Action item » Which of the lines in the data below contain the string "manager"? Copy each of them.

-------------------------

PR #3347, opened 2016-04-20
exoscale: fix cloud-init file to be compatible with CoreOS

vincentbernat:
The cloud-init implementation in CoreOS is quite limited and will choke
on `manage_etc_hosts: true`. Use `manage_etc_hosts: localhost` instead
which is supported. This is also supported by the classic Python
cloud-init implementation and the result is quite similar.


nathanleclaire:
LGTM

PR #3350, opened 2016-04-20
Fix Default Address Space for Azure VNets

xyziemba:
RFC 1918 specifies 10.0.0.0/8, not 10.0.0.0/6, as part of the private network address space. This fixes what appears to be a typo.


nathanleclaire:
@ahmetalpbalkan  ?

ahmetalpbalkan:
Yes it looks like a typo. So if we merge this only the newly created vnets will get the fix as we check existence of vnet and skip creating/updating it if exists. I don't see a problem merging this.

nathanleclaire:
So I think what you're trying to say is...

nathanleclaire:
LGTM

-------------------------

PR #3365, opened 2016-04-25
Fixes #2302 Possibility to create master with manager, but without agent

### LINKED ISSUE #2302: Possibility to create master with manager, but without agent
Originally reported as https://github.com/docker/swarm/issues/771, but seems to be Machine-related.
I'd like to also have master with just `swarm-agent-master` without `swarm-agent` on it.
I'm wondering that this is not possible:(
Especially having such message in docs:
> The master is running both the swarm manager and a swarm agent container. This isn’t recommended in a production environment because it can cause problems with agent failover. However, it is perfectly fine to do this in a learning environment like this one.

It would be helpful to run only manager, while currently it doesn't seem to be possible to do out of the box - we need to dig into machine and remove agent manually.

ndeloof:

-------------------------

Result of this task »
Fixes #2302 Possibility to create master with manager, but without agent
### LINKED ISSUE #2302: Possibility to create master with manager, but without agent
> The master is running both the swarm manager and a swarm agent container. This isn’t recommended in a production environment because it can cause problems with agent failover. However, it is perfectly fine to do this in a learning environment like this one.
It would be helpful to run only manager, while currently it doesn't seem to be possible to do out of the box - we need to dig into machine and remove agent manually.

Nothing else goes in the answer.